According to CCC, over a very long time, the universe will continue to expand, and its temperature will drop. As the background temperature of the universe drops below a black hole’s temperature, a well-accepted process known as Hawking radiation will cause all black holes to evaporate and disappear (via the radiation of photons which are particles of light). Through this process, all the mass originally contained in black holes will eventually be converted into massless photons.
That’s the first way. Let’s now deal with the second and more difficult scenario of isolated particles. Since the measured expansion of the universe is great enough to allow some particles to escape the gravitational attraction of black holes, there will necessarily remain isolated massive particles as well. Dealing with these particles is one of the more significant challenges CCC faces.
When dealing with these isolated massive particles, we have to consider two different cases: those with charge and those without charge. Uncharged massive particles can, at least in theory, decay into uncharged massless particles like photons. While this has never been observed, it could theoretically happen without violating any fundamental conservation principle. Again, there’s no fundamental law in physics that mass is conserved, only that energy and charge are conserved, and the transformation of an uncharged massive particle into an uncharged massless particle would conserve both energy and charge.

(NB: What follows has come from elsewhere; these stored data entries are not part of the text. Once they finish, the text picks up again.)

PR #1001, opened 2023-06-07
fix(common): int keys should encode like `abi.encode`

holic:
closes #982

- adjusts our key encoding codegen to encode ints like `abi.encode`
- ~~small tweak to codegen to 1) not wrap in parens if we don't need to and 2) not type cast `bytes32` if it's already there~~ (gonna move this out to not pollute the diff)
- adds tests to assert our key encoding is as we expect and follows `abi.encode` for the same types


alvrs (approved):

dk1a (approved):
I agree matching abi.encode is better, and the renderer func is a bit simpler too,
this was more a mistake than an intentional tradeoff on my part

PR #1007, opened 2023-06-08
WIP global hooks exploration

dk1a:
https://www.notion.so/latticexyz/MUD-Plugins-0941930781384485abb56f64f8d5e33d


dk1a:
we decided on local in #1025

PR #1008, opened 2023-06-09
fix: updated template allow_paths

### LINKED ISSUE #988: update template `allow_paths` with mud repo location
https://github.com/latticexyz/mud/blob/5e6cc0f5e39caa23c7751398ca8af0afb02f4652/templates/vanilla/packages/contracts/foundry.toml#L11

For all templates, this can be updated to just
```
allow_paths = ["../../../mud/packages"]
```
(which means mud monorepo would be a sibling dir of the template/project dir)

Tuhinm2002:
fixes #988

 `allow_paths = ["../../node_modules", "../../../../packages"]`
chaged to
`allow_paths = ["../../../mud/packages"]`

### DIFF
--- a/templates/vanilla/packages/contracts/foundry.toml
+++ b/templates/vanilla/packages/contracts/foundry.toml
@@ -8,7 +8,7 @@ verbosity = 2
 src = "src"
 test = "test"
 out = "out"
-allow_paths = ["../../node_modules", "../../../../packages"]
+allow_paths = ["../../../mud/packages"]
 extra_output_files = [
   "abi",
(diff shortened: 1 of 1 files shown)


alvrs:
thank you! while you're here, could you update this in the other templates as well?

alvrs:
also it seems like we do need the `node_modules` path here: https://github.com/latticexyz/mud/actions/runs/5218627855/jobs/9421909757?pr=1008#step:5:264

Tuhinm2002:
@alvrs ok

However, massive charged particles present an even bigger problem. They can’t just lose their mass and keep their charge because charged massless particles don’t exist. And, they can’t lose both their charge and their mass because of the fundamental principle of charge conservation. Therefore, particles with both mass and charge pose a really big problem for CCC.
To address this serious problem (page 154), Penrose explains:
The one remaining possibility that occurs to me, and which actually strikes me as something to be considered seriously, not merely the least of all evils, is that the notion of rest-mass is not the absolute constant that we imagine it to be. The idea is that over the reaches of eternity, the surviving massive particles…would find that their very rest-masses would very, very gradually fade away, attaining the values zero in the eventual limit. Again, there's absolutely no observational evidence, as of now, for such a violation of ordering notions concerning rest-mass, but in this case the theoretical backing of the conventional ideas is far less substantial than for charge conservation.
Let’s try to explain that simply. The big question is what to do about a charged massive particle, like an electron. It can’t just turn into an uncharged massless particle, like a photon, because that would violate the principle of charge conservation, and we know based on strong theoretical considerations that charge is always conserved. So the only remaining option is to say that an electron’s mass completely fades away while retaining its charge so that it naturally turns into a charged massless particle.
We’ll try to summarize the main idea in plain English. Penrose speculates that some unknown mechanism causes the mass of all isolated particles, both charged and uncharged, to slowly fade out over time. While there’s zero evidence for the claim that mass simply disappears, this plays a critical role in CCC because without it, mass would continue to exist forever and the universe would never lose track of time.
Of course, as far as physicists can measure, the masses of the fundamental particles are always constant. All observations and experiments done to date have shown that the masses have not changed at all since the time of the big bang. This is of course why the masses of the fundamental particles are called constants of nature! If Penrose’s conjecture is true, then the rate of the fade-out time must be very, very slow, such that 14 billion years is still not long enough for us to detect it. Of course, that’s a good thing for us because if it faded out too quickly, it would be impossible for galaxies, planets, and life to ever form.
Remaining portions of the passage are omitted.